Fastest way to check if two integers are on the same side of 0

Question

I need to check if two integers are on the same side of zero many times. I don't care if it's positive or negative, just that it's the same side... and performance is very important.

Currently I'm doing this:

if (int1 == 0 || int2 == 0) {     // handle zero } else if ((int1 ^ int2) > 0) {     // different side } else {     // same side } 

This is a 30% improvement in speed (tested with caliper) over the more obvious:

if ((int1 > 0 && int2 > 0) || (int1 < 0 && int2 < 0)) { 

Can it be done faster?

If anyone wants to see the test framework I'm using for the 30%, it's here.

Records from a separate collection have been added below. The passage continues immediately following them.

Issue #425, opened 2020-01-11
Sub-accounts no longer listed next to sub-account products


davidbowdley:
This relates to the listing of current/active products in Runbox 7.

In Runbox 6 it was possible to see a pop-up list of sub-accounts that are associated with a sub-account product. This was useful so customers could check the product they were going to renew was the one they intended to renew.

This isn't possible in Runbox 7 and would be incredibly useful.

tadzik:
That'd make a bit confusing since https://runbox.com/app/account/components and its menu item is already called “Account Products”. We could rename it to “Account Components”, since that's how we refer to it in the code.

PR #811, opened 2020-11-09
feat(account): Add a way to view subaccounts associated with a product

tadzik:
Fixes GH-425.

Looks like this:

Hovered: 
image

Clicked:
subs2


gtandersen (approved):
Looks great @tadzik!

Suggestion (perhaps for later):  It might be easier to read the numbers if they had dedicated columns, e.g. Available and Used.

I used caliper 0.5-rc1

NOTE: All of these solutions check the first bit, basically, which for zero is the same as a positive number. So if that works for your application, you don't need to do a zero check.

Benchmark list:

• XOR: Original answer with bugfix
• Ifs: Obvious ((&&)||(&&)) solution
• Bits: @hatchet's solution (>>31) == (>>31)
• BitAndXor: @greedybuddha's solution (0x80000000)
• BitAndEquals: @greedybuddha's solution modified to use == not ^
• XorShift: @aaronman's solution (^)>>31 == 0

Caliper output:

0% Scenario{vm=java, trial=0, benchmark=XOR} 1372.83 ns; ?=7.16 ns @ 3 trials 17% Scenario{vm=java, trial=0, benchmark=Ifs} 2397.32 ns; ?=16.81 ns @ 3 trials 33% Scenario{vm=java, trial=0, benchmark=Bits} 1311.75 ns; ?=3.04 ns @ 3 trials 50% Scenario{vm=java, trial=0, benchmark=XorShift} 1231.24 ns; ?=12.11 ns @ 5 trials 67% Scenario{vm=java, trial=0, benchmark=BitAndXor} 1446.60 ns; ?=2.28 ns @ 3 trials 83% Scenario{vm=java, trial=0, benchmark=BitAndEquals} 1492.37 ns; ?=14.62 ns @ 3 trials    benchmark   us linear runtime         XOR 1.37 =================         Ifs 2.40 ==============================        Bits 1.31 ================    XorShift 1.23 ===============   BitAndXor 1.45 ================== BitAndEquals 1.49 ==================  vm: java trial: 0 

Looks like @aaronman is the winner

Answer 1

(int1 ^ int2) >> 31 == 0 ? /*on same side*/ : /*different side*/ ; This doesn't necessarily handle 0 correctly I'm not sure what you wanted to do in that case.
EDIT: also wanted to point out that if this was in c instead of java, it could be optimized further by getting rid of the == 0 because of the way that booleans work in c, the cases would be switched though

Answer 2

if (int1 == 0 || int2 == 0) {     // handle zero } else if ((int1 >> 31) == (int2 >> 31)) {     // same side } else {     // different side } 

or

if (int1 == 0 || int2 == 0) {     // handle zero } else if ((int1 & Integer.MIN_VALUE) == (int2 & Integer.MIN_VALUE)) {     // same side } else {     // different side } 

The idea of both is the same - strip all but the sign bit, and then compare that for equality. I'm not sure which is faster, the right shift (>>) or the bitwise and (&).